But even knowing the baseline, and assuming it is less than the 95% our client wanted us to achieve, one cannot promise a certain level of accuracy above it before the ML algorithm is actually built (and ‘tweaked’ and tested).
How good could it possibly get? For many tasks, achieving 100% accuracy is never possible. And I don’t mean just really hard, I actually mean impossible. This is not always the fault of the algorithms: there are algorithms and implementations which can make computers achieve human level performance for certain tasks. The problem is this: when using two humans to classify data independently of each other they might not agree 100% of the time. Say they agree 97% of the time. This is called ceiling and is the absolute maximum performance a ML system will ever be able to achieve. Asking more than that is meaningless. Knowing this, the performance of any ML solution will lie between the baseline and a ceiling (unknown but probably less than 100%).

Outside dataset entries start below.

Issue #985, opened 2026-09-06
On-the-fly strategy: the selection reaches four surfaces but does not stay connected to them — and the buy/sell signal ignores it entirely


JohnDominicJasmin:
**PM Team.** Owner requirement, 2026-09-07, verbatim:

> *"make sure every strategy is connected to each other, its on-fly strategy so any modifications or changes should be connected to each other, and the ai deep search and quick research gets to process the real time or current selected indicator, plus changing strategy or indicator might also affect the buy or sell signal on the chart and also the chatbot grok "LiquidityAI" should be align on the selected indicator or strategy"*

Measured against `dev` at `6c3ff1d2` before writing this. `strategySelection` has **six** references in the whole codebase — one definition, four consumers, one panel.

## What is already connected

| Surface | Wired | Where |
|---|---|---|
| QUICK read | **yes** | `app/arena/page.tsx:1239` |
| DEEP read | **yes** | same builder, same line |
| Chart indicators drawn | **yes** | `:2097`, `indicators={strategySelection}` (#981) |
| LiquidityAI opening message | **yes** | `:1775` |

**All four use one helper, `describeSelection`, so they cannot drift in wording.** That was a deliberate choice and it holds.

### 1. The buy/sell signal ignores the selection entirely

```ts
const emaSignal = useEMAStrategy(selectedCoin, readTf, fundingRate, oiPct, filterParams);
```

**No selection parameter.** The signal is EMA-plus-filters and nothing else, so selecting Bollinger or PSAR changes what is *drawn* and does not change what the chart *says to do*.

**And this one is not a chart-only change.** The comment above it:

> *"…so Telegram/push EMA signal alerts can fire under the exact same filter this chart is drawing with — see `checkEMASignal` in `app/api/telegram/alert/route.ts`."*

**The same signal drives server-side alerts.** The selection is per-user client state; the alert route has no access to it. So making the signal respond to the selection either **breaks the guarantee that an alert matches the chart**, or requires the selection to become server-side state. **That is a product decision with a data-model consequence, not a wiring task.**

### 2. LiquidityAI is seeded once, not kept aligned

`:1775` builds the **opening message**. Change the selection mid-conversation and the assistant is still reasoning from the set it was handed at open. **"Should be aligned on the selected indicator" is a live property; this is a snapshot.**

### 3. An existing QUICK/DEEP result goes stale silently

[...]

PR #991, opened 2026-09-07
fix(arena): mark a Quick/Deep read stale when the indicator selection changes

JohnDominicJasmin:
## Summary

`#985` gap 3: a Quick/Deep read now marks itself stale when the trader's indicator selection changes after it was computed, instead of silently continuing to look current.

## What changed

`CacheEntry` (`app/arena/page.tsx`) gained `selectionAtAnalysis?: readonly string[]`, set alongside `priceAtAnalysis` at the same write site. The signal-card render computes `selectionChanged` by comparing `cacheEntry.selectionAtAnalysis` against the live `strategySelection`, sorted and joined so re-selecting the same indicators in a different order doesn't count as a change. When it's true, a notice renders using the existing `.arena-override-notice` styling (no new CSS), naming the current selection via `describeSelection` (or saying it's been cleared, if empty).

Three new label keys (`ARENA_STALE_SELECTION_PRE`/`_POST`/`_CLEARED`) added to `lib/labelKeys.ts` and `lib/labelDefaults.en.json`, matching the existing `ARENA_OVERRIDE_NOTICE_*` pattern.

## Why

Per `#985`: a QUICK or DEEP read is built from the selection at request time, and nothing watches `strategySelection` afterwards to invalidate it. A trader changes their indicators and keeps reading a recommendation computed from a set they no longer have selected, with nothing on screen saying so — the gap most likely to be hit and least likely to be noticed, per PM's issue.

**Stale-marker, not re-run** — PM's explicit lean, since a re-run spends a Grok call the trader did not ask for, and Quick/Deep are already one click away once the trader sees the notice.

## Landing hard gate

This PR touches `lib/labelKeys.ts` and `lib/labelDefaults.en.json`, two of the four files named as a hard gate on landing (`/`) rendering identically. The new keys are only ever read inside Arena's signal card, which landing never mounts, so the risk here is a structural one (a JSON syntax error or a key mismatch breaking `LabelsProvider` for the whole app) rather than a visual one on landing specifically.

**Rendered `/` in all four contexts** (current/terminal × dark/light): confirmed no raw `ARENA_STALE_SELECTION` key text anywhere in the page, `lib/labelDefaults.en.json` parses as valid JSON, and the production `build` gate (which type-checks and statically renders every route, landing included) passed clean. Console did show a hydration warning in dev mode (`<script>` placement under `<html>`) in all four contexts — **ran the identical check against plain `dev` with none of this branch's changes applied, as a control, and got the same warning, same count, unrelated to `app/layout.tsx`** — pre-existing, not introduced here, not something this PR touches.

## How to test (QA)

On `qa`, in Arena:

1. Select a coin, run Quick or Deep.
2. Open the Strategy panel, select or deselect an indicator, close the panel — **do not** click Quick/Deep again.
3. The result card should now show a notice naming the current selection (e.g. "This read was computed for a different selection - you're now watching **EMA Ribbon**. Run Quick or Deep again to refresh it."), stacked below the existing Deep-override notice if that's also showing.
4. Clear the selection back to none — the card should switch to the "selection is now cleared" wording.
5. Re-select the exact same indicator(s) you started with (order doesn't matter) — the notice should disappear; that result is not stale relative to what's selected now.
6. Run Quick or Deep again — the notice clears, since the new read matches the live selection.

## Risk level

**Low.** One component file (state + render), two label files (name-only additions, no existing key touched).

- Gates with their own captured exit codes: `TSC_EXIT=0`, `LINT_EXIT=0` (0 errors, 245 pre-existing warnings, none touched), `TEST_EXIT=0` (760/760), `BUILD_EXIT=0` with the full route table printed.
- Landing hard gate checked directly in all four contexts (see above), not assumed from reachability.
- No new CSS — reuses `.arena-override-notice`'s existing styling, so two notices (override + stale) can stack without introducing a visual language the design doesn't already have.
- Old `resultsCache` entries in a returning trader's `localStorage` won't have `selectionAtAnalysis` — read as `[]`, so they only render as stale if the trader currently has a non-empty selection. One-time, self-resolves the moment they run a fresh read.

Related: #985, #930.


JohnDominicJasmin:
## QA verification — PASS

Live on the deployed `qa` site (liquidity-hq-qa.onrender.com, `/api/version` commit `8e55470`), fixture PRO account, Arena, BTC.

All six steps from "How to test (QA)":

1. Selected EMA ribbon only, ran Quick Research → result card, no notice (nothing stale yet). Pass.
2. Added SMA to the selection without re-running → notice appeared: *"This read was computed for a different selection - you're now watching EMA ribbon, SMA. Run Quick or Deep again to refresh it."* Pass.
3. Cleared the selection to none → notice switched to: *"This read was computed with indicators selected - your selection is now cleared. Run Quick or Deep again to refresh it."* Pass.
4. **The negative case, checked as hard as the positive per PM's ask**: re-selected the exact original set (EMA ribbon alone) → notice disappeared (`0` `.arena-override-notice` elements). Order/content match against `selectionAtAnalysis` correctly treats this as not-stale. This is the more likely defect shape and it's clean. Pass.
5. Re-introduced staleness (added SMA back), then re-ran Quick Research → notice cleared on the fresh read. Pass.

No stray notices, no stacking issues, no console errors. Matches the PR's own description exactly.

**One unrelated thing found along the way, not a defect in this PR**: the Strategy panel's own QUICK/DEEP/ASK AI buttons (`components/StrategyPanel.tsx:339-341`, `onRun?.('quick', selected)`) are wired to a prop that `app/arena/page.tsx:2279` never passes (`<StrategyPanel selected={...} onSelectedChange={...} />` — no `onRun`). Clicking them is a silent no-op: no error, no loading state, no result, no console output. Doesn't affect this PR (I used the top toolbar's "Quick Research"/"Ask LiquidityAI" buttons, which are correctly wired), but it's a real dead-UI bug a trader could hit — filing separately.

QA Team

Getting to know the actual value of the ceiling takes some more effort: you would have to assign at least two persons (with deep knowledge of the data they are going to tag) to tag examples, each one independently of the other, and then calculate their so called agreement rate. There are several metrics used for this, but I will not go in the details. If one were focusing on research this would be a must, but its definitely possible to build a great system (ie. one that saves money by reducing human labour) without knowing the value of the ceiling.
- one can never say something like: the baseline is 90% so we are going to get to 95% by the end of this project.
- one can say something like: the baseline is 90%, so we are going to commit to improve that by as much as we can; until we actually do it, we cannot say by how much.